PR #2914, opened 2026-02-03
Branded Types Support

### LINKED ISSUE #1222: Support replacing types with custom ones when transforming the input
(Not using the standard issue template as this is a feature request)

I'm migrating from `openapi-typescript` to orval. In my current setup I've added what could be called "nominal types" - so for instance instead of `type userId = number` it would use `type userId = UserId` with the following implementation:

```ts
const UserIdSymbol = Symbol('UserId');
type UserId = NominalType<typeof UserIdSymbol>;
```

Then I have a transformer on the API TS generation that modifies all instances of a `userId` to use this custom type, and injects an `import {UserId} from './types'`

Such that we end up with something like:

```ts
// Generated types from openapi-typescript
import { UserId } from './custom-types';

// ...

export type UserModel = {
  id: UserId;
  // ...
};
```

Arguments about the use-cases of this approach and such aside, would this be possible with `orval`?

I'm trying something like this in the orval config:

```ts
input: {
  override: {
    transformer: (api) => {
      // Just testing as an example
      const schema = api.components?.schemas?.ExampleSchema;

      if (schema && 'properties' in schema && schema.properties?.version && 'type' in schema.properties.version) {
          schema.properties.userId.type = UserIdSymbol as any;
      }

      return api;
    },
  },
},
```

But this just generates the type `userId: unknown` - so ideally there would be a supported way to do this.

When using `openapi-typescript` I just transform the type and basically set it to `"UserId"`, so that it then appears as the string content. And I inject the `import` statement at the top of the file manually (they have a way to inject anything at the top of the file)

spaansba:
## Branded Types Support

Fix #1222 

Adds branded type support based on [issue #1222](https://github.com/orval-labs/orval/issues/1222). It won't solve the full custom types problem (like importing from external modules), but it handles the branded/nominal types pattern.

You mark fields in your OpenAPI spec with `x-brand` (custom extension)

```yaml
 properties:                                                                                                                                                                                 
   id:
     type: integer
     x-brand: PetId
   email:
     type: string
     x-brand: Email
```

Enable it in your config:

```typescript
output: {
  override: {
    useBrandedTypes: true,
  },
}
```

And you get:

```typescript
type Branded<BaseType, Brand> = BaseType & { readonly __brand: Brand };

export type PetId = Branded<number, 'PetId'>;
export type Email= Branded<string, 'Email'>;

export interface Pet {
  id: PetId;
  email: Email;
}
```

For mocks you will get: 

```typescript
id: faker.number.int() as PetId,
```

It also works with zod as zod also has [branded types](https://zod.dev/api#branded-types): 

```typescript
id: zod.number().brand<'PetId'>(),
```

Now you can't accidentally pass a regular number where a PetId is expected, or mix up different ID types even though they're all numbers at runtime.

### DIFF
--- a/tests/configs/default.config.ts
+++ b/tests/configs/default.config.ts
@@ -542,20 +542,7 @@ export default defineConfig({
       },
     },
   },
-  'branded-types-with-dates': {
-    input: {
-      target: '../specifications/branded-types.yaml',
-    },
-    output: {
-      target: '../generated/default/branded-types-with-dates/endpoints.ts',
-      schemas: '../generated/default/branded-types-with-dates/model',
-      override: {
-        useBrandedTypes: true,
-        useDates: true,
-      },
-    },
-  },
-  'branded-types-with-bigint': {
+  'branded-types-with-type-generation': {
     input: {
       target: '../specifications/branded-types.yaml',
     },
@@ -565,6 +552,20 @@ export default defineConfig({
       override: {
         useBrandedTypes: true,
         useBigInt: true,
+        useDates: true,
+      },
+    },
+  },
+  'branded-types-tags-split': {
+    input: {
+      target: '../specifications/branded-types.yaml',
+    },
+    output: {
+      target: '../generated/default/branded-types-tags-split/endpoints.ts',
+      schemas: '../generated/default/branded-types-tags-split/model',
+      mode: 'tags-split',
+      override: {
+        useBrandedTypes: true,
       },
     },
   },
--- a/tests/configs/fetch.config.ts
+++ b/tests/configs/fetch.config.ts
@@ -397,4 +397,17 @@ export default defineConfig({
       target: '../specifications/petstore.yaml',
     },
   },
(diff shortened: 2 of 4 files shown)


melloware:
@spaansba can you update the docs too and find a place to document this what the use case is and how you use it?

spaansba:
> @spaansba can you update the docs too and find a place to document this what the use case is and how you use it?

Done!

A question from my side to you or other maintainers:

For collecting branded types I'm using a `Map` that gets passed through the `context` and populated during schema resolution. I do this to not recreate the same type and prevent type collisions. Is there something similar you already do elsewhere that I could hook into, or is this approach sufficient?

Also, thoughts on defaulting `generateBrandedTypes` to `true`? Adding `x-brand` to a spec is already intentional, so the config option feels a bit redundant.

melloware:
I feel liek the config always gives us a hook to disable it and it should be false by default lets make people be intentional about using this feature

PR #4043, opened 2026-09-07
docs: correct allParamsOptional, warn on an undetectable query version (#2396, #2397)

### LINKED ISSUE #2396: React-query + fetch: queryKey should be typed as optional
### Situation

For React-query + fetch generated helpers, let's pass some query options to a generated `useCatsList`:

====

Using the word "properties" as the filter, copy each matching line from the material.

      if (schema && 'properties' in schema && schema.properties?.version && 'type' in schema.properties.version) {
          schema.properties.userId.type = UserIdSymbol as any;
 properties:                                                                                                                                                                                 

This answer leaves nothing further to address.